* _ASSIGNMENT_
Leave out all lines before the one containing "Also will fix", and copy that line and all the rest below it exactly.

* _RECORDS TO USE_

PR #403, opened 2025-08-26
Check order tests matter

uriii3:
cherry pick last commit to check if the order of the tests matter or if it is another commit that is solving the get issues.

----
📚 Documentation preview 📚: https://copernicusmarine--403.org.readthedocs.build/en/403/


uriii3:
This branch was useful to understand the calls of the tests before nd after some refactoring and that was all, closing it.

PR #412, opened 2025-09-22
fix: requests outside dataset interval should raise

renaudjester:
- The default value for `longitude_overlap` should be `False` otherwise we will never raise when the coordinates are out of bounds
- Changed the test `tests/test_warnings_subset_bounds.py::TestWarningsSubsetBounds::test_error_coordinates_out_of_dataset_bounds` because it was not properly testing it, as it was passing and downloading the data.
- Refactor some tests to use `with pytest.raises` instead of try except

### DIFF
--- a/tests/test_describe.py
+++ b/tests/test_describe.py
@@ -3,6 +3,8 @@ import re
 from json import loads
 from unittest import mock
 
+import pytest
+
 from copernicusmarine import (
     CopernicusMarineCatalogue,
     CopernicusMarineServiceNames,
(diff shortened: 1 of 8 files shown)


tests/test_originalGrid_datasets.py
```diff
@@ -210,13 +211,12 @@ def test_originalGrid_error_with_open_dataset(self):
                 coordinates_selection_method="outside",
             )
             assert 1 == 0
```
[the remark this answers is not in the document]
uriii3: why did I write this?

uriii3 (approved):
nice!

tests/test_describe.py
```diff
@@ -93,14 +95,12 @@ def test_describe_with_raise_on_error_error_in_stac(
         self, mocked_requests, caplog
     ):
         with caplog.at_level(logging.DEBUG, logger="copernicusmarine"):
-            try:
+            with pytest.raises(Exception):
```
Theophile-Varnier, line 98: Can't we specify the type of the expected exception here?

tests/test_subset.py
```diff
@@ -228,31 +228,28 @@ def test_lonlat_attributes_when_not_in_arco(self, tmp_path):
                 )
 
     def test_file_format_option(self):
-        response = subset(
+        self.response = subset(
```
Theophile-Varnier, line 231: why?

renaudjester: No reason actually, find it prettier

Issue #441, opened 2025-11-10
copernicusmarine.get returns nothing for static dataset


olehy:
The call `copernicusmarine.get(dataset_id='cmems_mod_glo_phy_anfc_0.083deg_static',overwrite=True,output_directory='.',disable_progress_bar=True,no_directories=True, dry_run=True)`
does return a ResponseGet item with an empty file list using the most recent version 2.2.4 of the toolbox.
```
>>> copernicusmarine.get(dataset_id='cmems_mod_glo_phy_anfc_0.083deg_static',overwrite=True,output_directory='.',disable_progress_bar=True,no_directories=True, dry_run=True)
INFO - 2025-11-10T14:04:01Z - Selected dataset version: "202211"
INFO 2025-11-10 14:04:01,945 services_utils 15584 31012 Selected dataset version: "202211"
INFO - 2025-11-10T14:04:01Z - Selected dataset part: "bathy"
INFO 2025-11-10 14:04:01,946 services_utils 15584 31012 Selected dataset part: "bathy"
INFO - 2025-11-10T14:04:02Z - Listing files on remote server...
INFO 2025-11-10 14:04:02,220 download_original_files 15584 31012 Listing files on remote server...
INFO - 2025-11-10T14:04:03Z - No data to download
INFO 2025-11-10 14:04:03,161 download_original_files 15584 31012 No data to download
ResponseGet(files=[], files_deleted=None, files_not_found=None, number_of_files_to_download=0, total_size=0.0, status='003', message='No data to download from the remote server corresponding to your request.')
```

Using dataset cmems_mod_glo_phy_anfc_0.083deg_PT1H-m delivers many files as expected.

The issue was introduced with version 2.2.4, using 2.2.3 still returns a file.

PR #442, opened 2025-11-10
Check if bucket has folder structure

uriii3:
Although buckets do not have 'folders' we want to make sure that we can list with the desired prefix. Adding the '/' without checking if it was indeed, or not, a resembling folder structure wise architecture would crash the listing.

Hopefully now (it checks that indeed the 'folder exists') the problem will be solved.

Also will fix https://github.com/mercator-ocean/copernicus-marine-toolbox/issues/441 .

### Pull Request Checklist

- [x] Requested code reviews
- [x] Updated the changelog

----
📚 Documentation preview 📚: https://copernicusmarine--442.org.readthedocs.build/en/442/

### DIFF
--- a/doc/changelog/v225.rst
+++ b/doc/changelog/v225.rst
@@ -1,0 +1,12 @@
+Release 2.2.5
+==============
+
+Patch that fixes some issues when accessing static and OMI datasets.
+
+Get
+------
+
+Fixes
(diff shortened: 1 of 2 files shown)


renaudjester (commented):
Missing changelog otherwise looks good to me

* _EXPECTED OUTPUT_
Also will fix https://github.com/mercator-ocean/copernicus-marine-toolbox/issues/441 .

### Pull Request Checklist

- [x] Requested code reviews
- [x] Updated the changelog

----
📚 Documentation preview 📚: https://copernicusmarine--442.org.readthedocs.build/en/442/

### DIFF
--- a/doc/changelog/v225.rst
+++ b/doc/changelog/v225.rst
@@ -1,0 +1,12 @@
+Release 2.2.5
+==============
+
+Patch that fixes some issues when accessing static and OMI datasets.
+
+Get
+------
+
+Fixes
(diff shortened: 1 of 2 files shown)


renaudjester (commented):
Missing changelog otherwise looks good to me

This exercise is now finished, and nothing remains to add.